Bundesverfassungsgericht Ist die Masern-Impfpflicht rechtens?
2020 wurde in Kitas und Schulen eine Impfpflicht gegen Masern eingeführt - dagegen hatten mehrere Familien geklagt. Das Bundesverfassungsgericht verkündet heute seine endgültige Entscheidung, ob die Pflicht rechtens ist.
Heute wollen sie lieber nicht in der Öffentlichkeit für ihr Anliegen werben - die Eltern, die in ihrem juristischen Kampf gegen die Masern-Impfpflicht bis vor das Bundesverfassungsgericht gezogen sind. Aber für sie ist die Impfpflicht ein unzulässiger Eingriff in das Recht der Kinder auf körperliche Unversehrtheit und in ihr Erziehungsrecht als Eltern.
Alexander Konietzky vom Verein "Ärzte für individuelle Impfentscheidungen", der auch vom Gericht gehört wurde, erklärt, warum sein Verein gegen die Impfpflicht ist: "Wir wenden dieses Prozedere ja an einem gesunden Menschen an, und der sollte mindestens darüber wohl informiert sein und dann darüber auch frei entscheiden können."
Nachweispflicht seit März 2020
Seit März 2020 müssen Eltern, die ihr Kind in einer Kita, bei einer Tagesmutter oder bei einer Schule anmelden wollen, nachweisen, dass es gegen Masern geimpft ist. Oder dass es schon die Masern hatte. Seit diesem August muss das auch für die Kinder nachgeholt werden, die 2020 schon längst in einer solchen Einrichtung untergebracht waren. Ohne Nachweis darf die Betreuung von Kindergartenkindern verweigert werden. Bei Schulkindern geht zwar im Zweifel die Schulpflicht vor, Ungeimpfte dürfen also weiter zur Schule gehen. Den Eltern droht aber ein empfindliches Bußgeld.
Im Mai 2020 hatten sich die Verfassungsrichterinnen und -richter schon mal zur Masern-Impfpflicht geäußert. Das war allerdings nur das Eilverfahren, also eine vorläufige Prüfung. Damals hatten sie die Masern-Impfpflicht erstmal weiterlaufen lassen. Das Interesse der Allgemeinheit, gesundheitliche Risiken abzuwehren, gehe zunächst vor. Heute aber kommt nun die endgültige Entscheidung - und denkbar ist, dass das Gericht darin nicht nur etwas zur Masern-Impfpflicht sagt, sondern allgemein zur Pflicht, sich impfen zu lassen.
Für Rechtsprofessor Steffen Augsberg ist das eine durchaus schwierige Abwägung, denn: "Man muss natürlich sehen, dass eine Impfpflicht prinzipiell eine relativ weitreichende Grundrechte beeinträchtigende Maßnahme ist."

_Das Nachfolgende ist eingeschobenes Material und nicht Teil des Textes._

PR #2194, opened 2025-03-30
add solution

ATkachenkoA:
[DEMO LINK](https://ATkachenkoA.github.io/layout_landing-page/)


etojeDenys (changes requested):
1. fix the color mismatch here
image

2. number should appear on hover
image


3. color should be yellow
image

4. form looks different in figma
image

VitaliyBondarenko1982 (changes requested):
Good job.
Almost done.
On any width of screen exists horizontal scroll.
Reason in 100vw - try do not use it.
100vw it is width of screen which not count width of scrollbar
Screenshot 2025-04-12 at 10 49 51

maxim2310 (changes requested):

1. icon and logo should be in svg 
image
2. background for img and font style 
image
3. also background 
image
4. font wrong here 
image
5. backgrounds 
image
6. submit button should not reload page just reset form

volodymyr-soltys97 (changes requested):
Good job 👍 
To improve:
1. The images shouldn't overlap each other when hovering 
image

2. Images should scale down as smoothly as they scale up on hover.
image
image

3. Make these fields required before sending 
image

4. This element should be link with `mailto` 
image

volodymyr-soltys97 (changes requested):
Almost done!
To improve:
1. Remove hover effects from this block 
image

2. The color should be same everywhere 
image

3. After submit the form don't need refresh page and scroll to top, you need only to reset form fields 
image

etojeDenys (approved):
good job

Ein Hinweis, wie es ausgehen könnte, liefert der Europäische Gerichtshof für Menschenrechte in Straßburg. Der hatte 2020 eine tschechische Impfpflicht durchgehen lassen, mit dem Hinweis, dass das die einzelnen Länder im Sinne der Gesundheitsfürsorge selbst regeln können. Ähnlich, so vermutet Augsberg, wird es das Bundesverfassungsgericht machen: "Im Zweifel, würde ich vermuten, sagt das Verfassungsgericht: Das ist alles Einschätzungsspielraum. Das ist ja auch der Sinn im demokratischen Verfahren, sich nicht an die Stelle des Gesetzgebers zu setzen. Es ist noch im Rahmen dessen, was man sich verfassungsrechtlich vorstellen kann."
Argumente aus Corona-Debatte könnten Rolle spielen
Außerdem hat sich das Verfassungsgericht zwischenzeitlich mit einer ganz anderen Impfpflicht beschäftigt - mit der Impfung gegen Corona für Menschen, die etwa im Gesundheitswesen arbeiten. Diese Impfpflicht hat das Gericht abgesegnet, mit dem Hinweis, der Gesetzgeber habe einen weiten Spielraum. Und das Ziel, durch die Impfung für besonders schutzbedürftige Menschen zu sorgen, sei in Ordnung. Gut möglich, dass diese Argumente heute in der endgültigen Entscheidung zur Masern-Impfpflicht ebenfalls eine Rolle spielen.